Из рабочих заметок Немировски видно, что в этом романе она хотела поднять сквозной сюжет своего творчества до уровня трагедии Расина: «Что нужно сделать, так это показать ее изнутри… неспособной противостоять собственному пороку – тщеславному желанию оставаться юной и привлекательной»[783]
. Классическая трагедия строится на вере в неотвратимое вмешательство рока: индивидуальная судьба обусловлена судьбой семьи или клана, а за всякое злодеяние порой расплачиваются несколько последующих поколений. В романе «Иезавель» Немировски постепенно дает понять, что ее героиня не столько источник, сколько носитель (равно как и жертва) семейного «порока». Несчастливое детство Глэдис прошло в скитаниях с одного модного курорта на другой в обществе тщеславной, ненавистной ей матери. Отношения между представителями разных поколений ее семьи пропитаны завистью и соперничеством. Главной причиной, побуждающей каждое поколение уничтожать предыдущее, является эгоистическое стремление к бесконечным необузданным удовольствиям, причем только для себя. По ходу романа герои прибегают к одной и той же формуле. Глэдис думает про дочь: «Ребенок?… Чтобы занять наше место, вытеснить нас из жизни…» Дочь со своей стороны говорит ей: «Какое право вы имеете быть красивой, счастливой и любимой, в то время как я…» Да и внук ее питает те же эгоистические чувства: «Я ненавижу вас, потому что вы старуха, а я молод, и потому, что вы счастливы, в то время как счастливым должен быть только я, потому что я молод!..»[784] Все персонажи заражены злом, и трагический конец членов этой семьи иллюстрирует представление о родовом проклятии, созвучное древним мифам.Несмотря на чудовищность чувств и поступков Глэдис, читатель постепенно начинает испытывать к ней сострадание. Зачарованная красотой собственного отражения, которое она при всякой возможности пытается поймать в зеркале, Глэдис, судя по всему, остается вечным ребенком, склонным к нарциссизму[785]
. Свое «я» она неизменно отождествляет с этим отражением, так никогда не научившись видеть, а тем более любить других, как будто у нее произошла патологическая задержка личностного развития.
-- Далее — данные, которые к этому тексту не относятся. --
PR #1509, opened 2026-07-01
Doors & Walls changes

HolySSSS:
## Technical details
YMLMaxxing at its best.
**IMPORTANT!: Adds wallTag as a half-measure to Doors. This is NOT a good idea to merge without double checking.**
The wallTag was added so that players who want to weld the door won't have to fix it first.

RMCRepairableComponent is programmed to check only walls before making an alternative verb,
check (CTRL+F) "private void OnRepairableAlternativeVerb" in RMCRepairableComponent.
If someone fixes the wallTag check in the code that will be appreciated.

Otherwise it seems to work as intended, though I did not bug test this meticulously.
(building, using, deconstructing, welding, breaking and repairing doors seems to work fine)

**Changelog**
:cl:
- tweak: Doors are repairable with a welder now.
- fix: Doors and walls cannot be broken with fists and small blunt items now.


HolySSSS:
I messed up the YML somewhere parents, will fix.

HolySSSS:
Gonna atomise this PR into two with fixing doors and the resistance to blunt damage.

Сон, в котором Глэдис видит себя ребенком, которого баюкает ее дочь, чрезвычайно красноречив. Немировски рассматривает комплекс «матери в роли дочери» как естественное продолжение нежелания матери исполнять материнские обязанности. В результате скрещивания образов Иезавели и Гофолии возникает эгоистичный, так до конца и не повзрослевший человек[786].Авторы, о которых шла речь в этой главе, сочетали в своих произведениях эмигрантскую проблематику с западноевропейскими дискурсами материнства и детства. Учитывать этот более обширный литературный контекст необходимо для справедливой оценки как степени оригинальности, так и степени вторичности произведений эмигрантских писателей. Осваивая в своей прозе табуированные мотивы вражды между матерью и дочерью, их соперничества, дето– и матереубийства, они демонстративно и дерзновенно бросали вызов Толстому, а в его лице и всему магистральному канону русской культуры. Правда, воспринимали они Толстого скорее сквозь призму сформировавшегося вокруг него культурного мифа, не вчитываясь в тексты его произведений, на многих страницах которых можно найти весьма неоднозначные мысли о роли семьи и детей в жизни женщины. При этом они разрабатывали тематический и стилистический репертуар «женского письма», которое воспринималось их консервативными современниками как маргинальная «нелитература», но которое открывало новые горизонты для эмигрантского творчества и во многом предвосхитило будущие тенденции русской прозы.